A clinical fellow in my lab saw an opportunity to simplify ECMO for a vulnerable population: pre-term babies with underdeveloped lungs. Crucially, we had demonstrated for the artificial kidney application that no blood thinners are needed, and this feature would be a major advantage for ECMO. This work has led to two grants to advance the development of the membrane oxygenator for neonatal applications, and ultimately, an “artificial placenta.” 

Q: Your lab has also explored an artificial pancreas. How did that project come about?

That idea also grew out of The Kidney Project. During our animal studies, a surgical colleague suggested that the same filter technology for the artificial kidney could be adapted to protect insulin-producing cells. Diabetes is the leading cause of kidney failure, so there’s a natural connection between the two diseases. It made sense to ask whether we could design a bioartificial pancreas to deliver insulin, without the need for daily injections or immunosuppression.  
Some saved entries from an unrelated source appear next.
PR #3797, opened 2026-02-21
Fix asyncio.Event race conditions in idle processors

### LINKED ISSUE #3402: Race Conditions and Lost Notifications Due to Unsafe asyncio.Event Reset Patterns

iamjr15:
## Summary

Fixes #3402

- Fixed race conditions in `IdleFrameProcessor` and `UserIdleProcessor` where `asyncio.Event` signals set during async timeout callbacks were unconditionally cleared by a `finally` block, causing false-positive idle detection.
- Moved `event.clear()` from the `finally` block to the success path only (after `event.wait()` returns), matching the pattern used in `PipelineTask._idle_monitor_handler()`.

### The bug

```python
try:
except asyncio.TimeoutError:
    await self._callback(self)  # yields control — activity signal can arrive here
finally:
    self._idle_event.clear()  # clears signal set during callback
```

### The fix

```python
try:
    self._idle_event.clear()
except asyncio.TimeoutError:
    await self._callback(self)
```

## Test plan

- [x] `pytest tests/test_idle_frame_processor.py -v` — 4 tests pass
- [x] `pytest tests/test_user_idle_processor.py -v` — 7 tests pass (6 existing + 1 regression)
- [x] `ruff check` passes on all modified files

### DIFF
--- a/changelog/3796.fixed.md
+++ b/changelog/3796.fixed.md
@@ -1,0 +1,1 @@
+- Fixed `IdleFrameProcessor` where `asyncio.Event` was unconditionally cleared in a `finally` block instead of only on the success path.
--- a/src/pipecat/processors/idle_frame_processor.py
+++ b/src/pipecat/processors/idle_frame_processor.py
@@ -85,7 +85,6 @@ class IdleFrameProcessor(FrameProcessor):
         while True:
             try:
                 await asyncio.wait_for(self._idle_event.wait(), timeout=self._timeout)
+                self._idle_event.clear()
             except asyncio.TimeoutError:
                 await self._callback(self)
-            finally:
-                self._idle_event.clear()
--- a/tests/test_idle_frame_processor.py
+++ b/tests/test_idle_frame_processor.py
@@ -1,0 +1,104 @@
+#
+# Copyright (c) 2024-2026, Daily
+#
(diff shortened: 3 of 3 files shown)


iamjr15:
@aconchillo Would you be able to review this when you get a chance? This fixes the asyncio.Event race condition reported in #3402 — the `finally: event.clear()` pattern in both idle processors was clearing signals set during async callbacks, causing false-positive idle detection. Includes regression tests that deterministically reproduce the bug. Thanks!

aconchillo:
I think the changes are fine, but it's not actually a fix for any false-positive. There are not false-positive, worst case you would just get a delayed idle notification but not a premature one.

That is, if there's activity while the callback is running then we might get delayed notifications, because we would clear the event after the callback. But that's about it.

aconchillo (approved):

Over the past few years, we collaborated with colleagues all across UCSF: bioengineering colleagues within the School of Pharmacy, stem cell experts from the Broad Center of Regeneration Medicine and Stem Cell Research, transplant immunologists and surgeons in the UCSF Division of Transplant Surgery, and beta cell experts in the Diabetes Center at UCSF. With funding from the Juvenile Diabetes Research Foundation and the California Institute of Regenerative Medicine, as well as a grant from the National Institutes of Health, we advanced the work from an abstract concept to working prototypes that successfully treated diabetes in pigs.  

Q: Why is collaboration so important to your lab?

What I do is translational bioengineering, and, by its very nature, it has to be a team effort. Here at UCSF, both in the School of Pharmacy and beyond, I’m fortunate to have some of the brightest and hardest-working colleagues all focused on our mission of advancing health. There are tremendous discoveries coming out of basic science labs, and clinicians are at the forefront of treating a wide range of disease conditions. I feel privileged that I can find opportunities to bring my engineering toolkit to connect the discoveries with clinical needs.